Microsoft revises privacy policy in wake of Hotmail search case

Blowback in handling of corporate espionage case forces Microsoft to promise stronger policies protecting privacy of Hotmail account holders.

Seth Rosenblatt Former Senior Writer / News
Senior writer Seth Rosenblatt covered Google and security for CNET News, with occasional forays into tech and pop culture. Formerly a CNET Reviews senior editor for software, he has written about nearly every category of software and app available.
Seth Rosenblatt
3 min read

The source code behind Windows RT is among the intellectual property involved in the trade secrets theft case. Microsoft

Microsoft promised to toughen policies regarding the company's potential reading of Hotmail users' emails, after an outcry over Microsoft searching a user's Hotmail account to discover the identity of someone now charged with stealing company secrets.

John Frank, Microsoft's deputy general counsel, said that in the future, the company would meet a more rigorous standard before peeking into a non-employee's Hotmail account.

There are four parts to the new standard, Frank said:

  • "We will not conduct a search of customer email and other services unless the circumstances would justify a court order, if one were available.
  • "To ensure we comply with the standards applicable to obtaining a court order, we will rely in the first instance on a legal team separate from the internal investigating team to assess the evidence. We will move forward only if that team concludes there is evidence of a crime that would be sufficient to justify a court order, if one were applicable. As a new and additional step, we will then submit this evidence to an outside attorney who is a former federal judge. We will conduct such a search only if this former judge similarly concludes that there is evidence sufficient for a court order.
  • "Even when such a search takes place, it is important that it be confined to the matter under investigation and not search for other information. We therefore will continue to ensure that the search itself is conducted in a proper manner, with supervision by counsel for this purpose.
  • "Finally, we believe it is appropriate to ensure transparency of these types of searches, just as it is for searches that are conducted in response to governmental or court orders. We therefore will publish as part of our bi-annual transparency report the data on the number of these searches that have been conducted and the number of customer accounts that have been affected."
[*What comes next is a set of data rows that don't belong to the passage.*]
PR #31948, opened 2020-10-21
Examples/Floating-labels: fix bad behavior with autofill

eduardogoncalves:
If the browser has already credentials on the autocomplete, the layout of <input> will breaks.

image


site/content/docs/5.0/examples/floating-labels/floating-labels.css
```diff
@@ -76,7 +76,8 @@ body {
   color: #777;
 }
 
-.form-label-group input:not(:placeholder-shown) ~ label {
+.form-label-group input:not(:placeholder-shown) ~ label,
+.form-label-group input:-webkit-autofill ~ label {
```
ffoodd, line 80: Since [`:-webkit-autofill` isn't supported](https://caniuse.com/?search=%3A-webkit-autofill) in all [our supported browsers](https://github.com/twbs/bootstrap/blob/main/.browserslistrc) (Firefox and Edge 16 <> 79), this selector invalidates the whole declaration block for some of them.

There's [an internal pseudo-class in Firefox (`:-moz-auto-fill`)](https://bugzilla.mozilla.org/show_bug.cgi?id=1355438) but it doesn't seem to be available for authors as of now.

So in order to apply this as a progressive enhancement, we need to dedupe those selectors (and duplicate the rules).

ffoodd (changes requested):

mdo:
Is this nullified by #30449

eduardogoncalves:
Hello @mdo, this issue is still present int #30449. The issue appears when browser autofill the field.

image

site/content/docs/5.0/examples/floating-labels/floating-labels.css
XhmikosR: Does the current autoprefixer version support this property? I haven't tried it yet.

MartijnCuppens:
@eduardogoncalves, what version of Chrome is that? I can't reproduce this on v86 (mac & windows)

eduardogoncalves:
Hi @MartijnCuppens it's  version 86.0.4240.111 running on Windows 10 Pro 2004 19041.572

image

site/content/docs/5.0/examples/floating-labels/floating-labels.css
eduardogoncalves: Hi @XhmikosR, where can I learn on how to check this info?

eduardogoncalves:
I made a video about to demonstrate it, because if you click in any part of the screen, it fixes the issue. But if you just scroll the page, you can see the issue.

https://youtu.be/FUoBUuhYJDY

patrickhlauke:
are you running some form of autofill extension or similar? can't replicate the behavior, at least not on the https://deploy-preview-30449--twbs-bootstrap.netlify.app/docs/5.0/forms/floating-labels/ page

eduardogoncalves:
@patrickhlauke I'm using chrome's default credential manager.
image


To make it work, I typed some text into email and password input, and asked the browser to remember that info.
image

patrickhlauke:
ah, hadn't tried explicitly saving the data once typed in (i usually rely on chrome saving credentials on an actual submit). ok, i can see the issue now. it does look like a bug in Chrome

patrickhlauke:
indeed, just tried a rough minimal test case, and chrome has a bug there where it doesn't evaluate the `:placeholder-shown` until the first interaction/click on the page (maybe for security reasons?)

https://codepen.io/patrickhlauke/pen/gOMgLxR / https://cdpn.io/patrickhlauke/debug/gOMgLxR

eduardogoncalves:
Adding style rules to `input:-webkit-autofill` seems to prevent this from happen.

site/content/docs/5.0/examples/floating-labels/floating-labels.css
mdo: https://github.com/postcss/autoprefixer/issues/626 is outdated by a few years, unsure if there's anything else for it.

patrickhlauke: note that Firefox doesn't have this bug in the first place, so autoprefixing may not be an issue here (for now anyway, unless it turns out Chrome are doing this on purpose as a security measure, and Firefox later copies the behavior)

mdo:
This will need to be retargeted to v4-dev I think, and then applied to the floating labels PR at #30449. Any interest in handling that @eduardogoncalves?

eduardogoncalves:
@mdo, ok, I can do it. Do you mean edit `_floating-labels.scss ` in `v5-floating-labels` branch?
https://github.com/twbs/bootstrap/blob/v5-floating-labels/scss/forms/_floating-labels.scss

mdo:
@eduardogoncalves Hah, yeah, testing it out for v5 in that PR. Would you mind doing this PR for v4-dev though? We can fix this issue for v4 users that way. You might be able to retarget this PR to `v4-dev`, but unsure if there are any major differences between the example in v5 vs v4.

eduardogoncalves:
Too many conflicts while retargeting to v4-dev...

eduardogoncalves:
close in favor of #31979

PR #31953, opened 2020-10-22
Fix input group border radii

### LINKED ISSUE #25110: Missing border radius on input group with validation feedback

MartijnCuppens:
Fixes https://github.com/twbs/bootstrap/issues/25110 by requiring a `.has-validation` class on input groups with validation (tooltips/feedback).

Closes https://github.com/twbs/bootstrap/pull/31666

Preview:
https://deploy-preview-31953--twbs-bootstrap.netlify.app/docs/5.0/forms/input-group/
https://deploy-preview-31953--twbs-bootstrap.netlify.app/docs/5.0/forms/validation/#server-side
https://deploy-preview-31953--twbs-bootstrap.netlify.app/docs/5.0/forms/validation/#tooltips

### DIFF
--- a/scss/forms/_input-group.scss
+++ b/scss/forms/_input-group.scss
@@ -128,9 +128,11 @@
 
 // stylelint-disable-next-line no-duplicate-selectors
 .input-group {
-  > :not(:last-child):not(.dropdown-toggle):not(.dropdown-menu),
-  > .dropdown-toggle:nth-last-child(n + 3) {
-    @include border-right-radius(0);
+  &:not(.has-validation) {
+    > :not(:last-child):not(.dropdown-toggle):not(.dropdown-menu),
+    > .dropdown-toggle:nth-last-child(n + 3) {
+      @include border-right-radius(0);
+    }
   }
 
   > :not(:first-child):not(.dropdown-menu) {
--- a/scss/forms/_input-group.scss
+++ b/scss/forms/_input-group.scss
@@ -135,7 +135,12 @@
     }
   }
 
-  > :not(:first-child):not(.dropdown-menu) {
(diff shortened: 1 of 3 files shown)


mdo (approved):
Damn, what a doozy of a PR. Props for a fairly elegant solution here.

mdo:
This could be backported, yeah? Technically not a breaking change if we added to v4.6.0 since we're adding a class that fixes a longstanding bug.

MartijnCuppens:
Hmm, this is still not the solution we wanted, there are still some issues like these:
image

I think we'll need a JS solution so that we can move the validation messages out of the `input-group`.

MartijnCuppens:
Ok, nevermind, I think I nailed it now 😄

> This could be backported, yeah? Technically not a breaking change if we added to v4.6.0 since we're adding a class that fixes a longstanding bug.

Indeed, we're adding a class to fix the issue. That's not a breaking change since it was already broken 😛

ffoodd:
LGTM! Shouldn't this be added to the migration guide? Or backporting it to v4 means this is not needed?

ffoodd (approved):

mdo:
> LGTM! Shouldn't this be added to the migration guide? Or backporting it to v4 means this is not needed?

I think it'd be helpful to mention in Migration because people _want_ this to be a bugfix or breaking change.

MartijnCuppens:
Updated the migration guide and opened #31962 to backport this to v4

PR #31955, opened 2020-10-22
Drop custom file upload plugin in favor of CSS solution

### LINKED ISSUE #30265: `bs-custom-file-input` doesn't work anymore since the form updates

MartijnCuppens:
CSS only alternative solution for https://github.com/twbs/bootstrap/pull/31085.
Advantages:
- No js dependencies
- No need to add translated button labels
- Labels are automatically adjusted when with `<input type="file" multiple>` 

TODO:
- [x] ~Wait until legacy Edge is dropped~ This isn't really necessary, since legacy Edge already has a decent fallback   
- [x] Extend migration guide
- [x] Check if the alpha version is correct
- [x] Fix border radii on iOS

https://deploy-preview-31955--twbs-bootstrap.netlify.app/docs/5.0/forms/form-control/#file-input
https://deploy-preview-31955--twbs-bootstrap.netlify.app/docs/5.0/forms/validation/#supported-elements

Closes #30265
Closes #31085


site/content/docs/5.0/migration.md
```diff
@@ -250,7 +250,7 @@ Changes to Reboot, typography, tables, and more.
 - Updated file input component with the same overall design, but improved HTML.
   - Refactored `.form-file` markup to resolve some visual bugs while allowing translation and button text changes via HTML instead of CSS.
   - Dropped native `.form-control-file` and `.form-control-range` components entirely.
-  - Renamed `.custom-file` to `.form-file` (including variables).
+  - Renamed `.custom-file` to `.form-file` (including variables). **Watch out:** `.form-file` was later on dropped in `v5.0.0-alpha4`, now you can use `.form-control`.
```
mdo, line 253:
```suggestion
  - Renamed `.custom-file` to `.form-file` (including variables). **Watch out:** `.form-file` was later on dropped in `v5.0.0-alpha3`, now you can use `.form-control`.
```

mdo:
Thoughts on adding `cursor: pointer` here? I know it's not required, but compared to `.form-control` on textual inputs, where the cursor changes to indicate interactivity, there's no change here.

patrickhlauke:
> Thoughts on adding `cursor: pointer` here? I know it's not required, but compared to `.form-control` on textual inputs, where the cursor changes to indicate interactivity, there's no change here.

this old chestnut again ;)

as we do it on buttons by default, sure. also worth adding the `<input type="color">` ?

MartijnCuppens:
> Thoughts on adding `cursor: pointer` here?

Fine by me. Only on the button or the whole input?

site/content/docs/5.0/migration.md
MartijnCuppens: Yeah, I didn't know how much prio this had. We should also wait for legacy Edge support to be dropped, so I used alpha4. I'll add this as a TODO.

patrickhlauke:
everything that's clickable, so the whole thing i'd say

patrickhlauke:
also, good work on this btw. looks/works nicely

MartijnCuppens:
Ok, should we add hover states? If yes, what kind of hoverstate? Shading the button background color maybe?

MartijnCuppens:
I've added a subtle hover state

patrickhlauke (approved):

mdo:
@MartijnCuppens this is amazing. Love the little hover state.

alecpl:
There's some padding issue in Firefox 82 on Ubuntu.
input-bug

MartijnCuppens:
@alecpl, 
Nice catch
That seems to be caused by these 5px:
https://searchfox.org/mozilla-central/rev/0b7007a23bc16c857f894140e12f307bfeef2fdd/layout/style/res/forms.css#494

I've now added a `-moz-margin-end` property to compensate these 5px.

scss/forms/_form-control.scss
```diff
@@ -23,6 +23,14 @@
   @include box-shadow($input-box-shadow);
   @include transition($input-transition);
 
+  &[type="file"] {
```
patrickhlauke, line 26: while not related to this, mind if we slip in `&[type="color"]` here as well?

patrickhlauke: otherwise, to keep it clean, happy to wait for this to be merged and then adding it in a new PR that's targeted

alecpl:
@MartijnCuppens The fix is not working. And I don't see how a "horizontal" margin-end could fix a "vertical" issue.

alecpl:
Maybe I wasn't clear about the issue description. I'm talking about the space (1 or 2px) between the button and bottom border.

MartijnCuppens:
@alecpl, the issue I fixed was the additional padding between the button and the input text, see this:
image

I can't reproduce the issue you have over there on Mac or Windows. It's also rather small (I didn't spot it until you mentioned what was wrong), so I'm not sure this is a real deal breaker. Thoughts @twbs/team?

ffoodd:
I can see this on Ubuntu, only on Firefox. Feels weird, can't find anything yet. Seems related to `line-height` but I can't spot any reason for now…

alecpl:
This is related to font-family. If I remove "font-family:inherit" from the input the font will change to "Noto Sans" and the issue disappears.

MartijnCuppens:
Hmm, I can't really debug this myself here, if anyone can come up with a fix, please share 🙂

MartijnCuppens:
I zoomed in a bit and detected the error. Here, it was caused by the `min-height` rounding. Do you guys still have this issue when you remove `min-height` from the file input?

ffoodd:
@MartijnCuppens Doesn't seem to change anything, sadly. But maybe changing it in the devtools is not the best way?

alecpl:
I've found a fix: `.form-control::file-selector-button { font-family: inherit; }`. It can be also `font-family: unset`.

mdo (approved):
Love this PR! :D

mdo:
Also going to cross reference that #31993 fixes the issues @alecpl mentions here.

alecpl:
@mdo, #31993 does not fix my issue, need the `font-family:inherit` fix mentioned in my previous comment.

A few more words about the issue. Looks like firefox does not inherit font-family on the file input button from the input. It needs to be told to do so explicitely. Without the fix the computed font-family is "Noto Sans" on my computer. This font's line-height is 1px higher than what I get when I add the inherit rule.

ffoodd:
Very nice finding @alecpl, I confirm it solves the issue. 

We should find some reference to document this behaviour, either a bugzilla link or something… The [MDN page for `::file-selector-button` does not mention this](https://developer.mozilla.org/en-US/docs/Web/CSS/::file-selector-button) but made me notice the need for `::-webkit-file-upload-button` version too: does Autoprefixer handles this one?

- [Current spec discussion](https://github.com/w3c/csswg-drafts/issues/5049)
- **(!)** [Bugzilla updated 23 days ago](https://bugzilla.mozilla.org/show_bug.cgi?id=1635675)
- My findings: I guess it relates to [how the font is set](https://hg.mozilla.org/mozilla-central/rev/ff6c38ffa425#l7.104): see how the pseudo element gets `-moz-button` font-family directly?) however it should apply to every [Firefox > 82 out there, which rolled out only a few days ago](https://www.mozilla.org/en-US/firefox/82.0/releasenotes/). I'll cross-ref a link to bugzilla later.

XhmikosR:
We should ask upstream if it's not handled. And I'll try to move forward
with the postcss update in the next days.

ffoodd:
FWIW the [bug I filled against Firefox](https://bugzilla.mozilla.org/show_bug.cgi?id=1673819) got a very clear explanation (mainly, this pseudo-element should look like a button like it always did, not like an input).

I guess this "fix" @alecpl found could move to our rebot, and maybe suggested to Normalize and friends.

MartijnCuppens:
> We should find some reference to document this behaviour

It's shadow DOM, so all properties are reset to the default behaviour. So basically we should keep in mind these things need to re-reset (font size seems to be inherit by default though): 
https://github.com/twbs/bootstrap/blob/3e2f9ab237e0e338fbe497213ad2353e59fbee9c/scss/_reboot.scss#L431-L434

#31993 seems to be unrelated, for the issue @alecpl reported, but does seem to fix issues with errors in rounding when zoomed in/out which resulted in the same issue visually.

Thanks for the fix @alecpl, this was indeed needed, not only for FF, but also for Chrome (see https://codepen.io/MartijnCuppens/pen/yLJpmvE?editors=1100)

MartijnCuppens:
Hmm yeah, maybe we should indeed move this to reboot, I'll fix that

MartijnCuppens:
Ok, fixed the font-family (and all other font related properties) inheritance and also reported the 5px thing with Firefox, so we might be able to remove that dirty fix we now have in the future (https://bugzilla.mozilla.org/show_bug.cgi?id=1673895).

ffoodd:
> It's shadow DOM, so all properties are reset to the default behaviour.

Not really, as you may see in Firefox sources I linked earlier: https://hg.mozilla.org/mozilla-central/rev/ff6c38ffa425#l7.104 — only a few properties are set (and for example `::placeholder` does not require anything to inherit the font).

But that was fun to search, and a very nice PR! Great job @MartijnCuppens :100:

ffoodd (approved):
LGTM!

mdo (approved):
:shipit: when ready!

MartijnCuppens:
Shipped 🚢

I'll keep an eye on https://bugzilla.mozilla.org/show_bug.cgi?id=1673895 if FF is planning to change how they set their spacing

Johann-S:
That's amazing @MartijnCuppens nice work 👍

PR #31961, opened 2020-10-24
Remove IE entirely, add Bootstrap version badge

techboyg5:
* Remove IE entirely
* Add Bootstrap version badge


XhmikosR:
Thanks but the there's a pending PR for the browserslist and the second one we'll pass.

PR #31964, opened 2020-10-25
Remove background-clip from .btn-close

### LINKED ISSUE #31816: Close icon is clipped
Something I noticed on a non-retina screen, the close icon is clipped since we switched to `.btn-close`:
image

mdo:
Hopefully fixes #31816.


patrickhlauke:
yes, seems to fix it for me at least in windows/chrome (oddly, the clipping seemed to happen only happens when i have the browser maximised, so probably something to do with the rounding/aliasing and the browser getting confused - but this fix solves it even for maximised anyway)

patrickhlauke (approved):

PR #31965, opened 2020-10-25
Rename Navs to Navs and Tabs

### LINKED ISSUE #31378: Rename "Navs" in documentation to "Navs and tabs" or create separate "Dynamic tabs" document

mdo:
Fixes #31378

/cc @patrickhlauke


patrickhlauke:
hah, had that issue of mine on my perennial "need to really do a PR when i find a minute..." pile. thanks, will review now.

patrickhlauke:
build fails. i believe you also need to change the `title:` in the renamed navs-tabs.md file

patrickhlauke:
i believe it also needs changing in the overview.md file for components (see the changes I had to make back when i renamed checks) https://github.com/twbs/bootstrap/commit/490acf60ca149e88e669f2b3f157dd326dad9573

patrickhlauke (approved):

site/content/docs/5.0/components/navs-tabs.md
```diff
@@ -1,8 +1,9 @@
 ---
 layout: docs
-title: Navs
+title: Navs and tabs
 description: Documentation and examples for how to use Bootstrap's included navigation components.
 group: components
+aliases: "/docs/5.0/components/navs/"
```
XhmikosR, line 6: I don't think we need this alias since v5 is a major version. I need to remember to drop any redundant redirects when we hist stable.

patrickhlauke: might still be nice to keep around in case people come from older versions and just hacked the url with `5.0`? not precious about it either way though

XhmikosR: We always followed this pattern when we released major/minor versions since the URLs change. I'd rather keep things clean because we can easily end up with hundreds of redirects.

PR #31970, opened 2020-10-26
fix body offsetTop value issue

gbujanski:
Regarding #31569 &  #31950

Just like Mikołaj wrote: "scrollSpy reads the wrong window offsetTop and marks the wrong link as active".  This should fix it.


XhmikosR:
Thanks for the PR, but we need a test case which would fail on main and pass here to make sure the patch is right :)

xuyihan-china:
bootstrap's scrollSpy's API document is difficult to use ,please improve

js/src/dom/manipulator.js
```diff
@@ -62,8 +62,8 @@ const Manipulator = {
     const rect = element.getBoundingClientRect()
 
     return {
-      top: rect.top + document.body.scrollTop,
-      left: rect.left + document.body.scrollLeft
+      top: rect.top + (document.body.scrollTop || document.documentElement.scrollTop),
```
emilio, line 65: I think you really want `document.scrollingElement.scrollTop`.

XhmikosR:
@gbujanski can you add the needed test and also check out @emilio's comment?

XhmikosR:

*This is an automated reply*

PR #31972, opened 2020-10-26
Drop Legacy Edge support. 

### LINKED ISSUE #32017: v5: Drop unused polyfills
It seems that https://github.com/twbs/bootstrap/blob/main/js/src/dom/polyfill.js is redundant based on the currently supported browsers. We should remove any unneeded polyfills. Any help is welcome. 🙂

XhmikosR:
Needs thorough review in case something is wrong, for example some of the vendor prefixes.

~~Also, it seems we can drop more code like the Polyfills, but I need some help with that.~~

Preview: <https://deploy-preview-31972--twbs-bootstrap.netlify.app/>

Closes #32017 along the way


XhmikosR:
Split from #30986. I think we are going to leave any further JS code cleanup for later.

@twbs/css-review please make sure I didn't remove something that's still needed 🙂

mdo (approved):
Looks great for CSS! Stoked to drop so much for even the form range component. Crazy how much those pseudo elements add.

js/tests/visual/tooltip.html
```diff
@@ -12,8 +12,6 @@
         height: 50px;
         border: 1px solid;
         margin-left: 50px;
-        -webkit-transform: rotate(270deg);
```
XhmikosR, line 15: I'm going to split this to a separate PR since it's not related to this patch

site/content/docs/5.0/migration.md
```diff
@@ -9,6 +9,10 @@ toc: true
 
 ## v5.0.0-alpha3
 
+### Browser support
+
+- Dropped support for Microsoft Legacy Edge. See [here](#browser-support-1) for the previous browser support changes.
```
XhmikosR, line 14: Not sure if there is any other way to do this so that it's foolproof; now it's fragile and will break if we add another `Browser support` heading.

MartijnCuppens:
Still spotted some Edge references in the md files (`browsers-devices.md` for example). CSS wise it looks ok.

XhmikosR:
I intentionally kept those, should I remove them?

MartijnCuppens:
Yeah, this seems to be incorrect now:
https://github.com/twbs/bootstrap/blob/d2c13e0f3187ed00f62fb3905cc34b1ffd7d3010/site/content/docs/5.0/getting-started/browsers-devices.md#L11

Just spotted this could also be removed:
https://github.com/twbs/bootstrap/blob/d2c13e0f3187ed00f62fb3905cc34b1ffd7d3010/scss/forms/_floating-labels.scss#L66-L85

XhmikosR:
All right, I'll update the docs tomorrow too.

XhmikosR:
PR updated. The only thing I'm not sure about is this:

>This approach works in the new Microsoft Edge built on Chromium and gracefully degrades on older versions.

ffoodd:
Sidenote here about our philosophy: shouldn't we use progressive enhancement as a basis, to ensure nothing's broken on unsupported browsers? I'm thinking of our new floating labels—as far as I remember they were barely unusable no Edge before I added a few things— but there might be more cases.

Could be as easy as wrapping our code in `@supports()` rules.

mdo:
Good question @ffoodd. I think our approach needs to be more about embracing the future, and less about making the old stuff work. At least with our major version releases. If folks need to support older browsers, they should continue using v4. We should codify that maybe in these docs and update that snippet that @XhmikosR highlighted.

XhmikosR:
I think this is ready for a final review. I made #32057 for the polyfills, but I could also move that change here.

I assume we all stick with the decision to drop Legacy Edge support, right?

Unfortunately, there's no sweet spot between size/redundant code and progressive enhancement AFAICT; we either keep some dead code or forget about progressive enhancement.

MartijnCuppens (approved):

Johann-S (approved):
LGTM 👍 happy to see those polyfills gone

XhmikosR:
Merged the polyfills removal to this PR so that we have everything in one place.

XhmikosR:
I think the only thing left is this: https://github.com/twbs/bootstrap/pull/31972#issuecomment-719347820

> 
> 
> PR updated. The only thing I'm not sure about is this:
> 
> > This approach works in the new Microsoft Edge built on Chromium and gracefully degrades on older versions.

mdo:
> This approach works in the new Microsoft Edge built on Chromium and gracefully degrades on older versions.

I'd say remove that sentence entirely @XhmikosR.

rohit2sharma95 (approved):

Frank also defended Microsoft's use of the "specific circumstances" to justify the "extraordinary actions" of searching a Hotmail user account. A March 17 court filing (PDF) by federal prosecutors states that the company had discovered that a blogger, unnamed in the document and not employed by Microsoft, was selling on eBay Microsoft property allegedly supplied by then-Microsoft employee Alex Kibkalo.

Related stories:

Microsoft internally authorized searching the blogger's Hotmail account after an investigation that Frank said involved "law enforcement agencies in multiple countries;" the issuance of a warrant to search the home of the blogger for evidence of the alleged crimes; and the discovery of what Frank called "clear evidence" that the blogger intended to sell Microsoft's intellectual property and had done so in the past.

"Courts do not, however, issue orders authorizing someone to search themselves, since obviously no such order is needed," Frank wrote, though legal civil liberties expert Jennifer Granick of the Stanford Law School's Center for Internet and Society said, via Twitter, that Frank's statement was "wrong...At best."

Edward Wasserman, Graduate School of Journalism dean at the University of California, Berkeley, told The New York Times that he had "never seen a case like this."

"Microsoft essentially decided that whatever privacy expectation that its own customers supposedly had was basically a dead letter," he said. "It simply decided that in its own corporate interest, it can intrude on a person's email."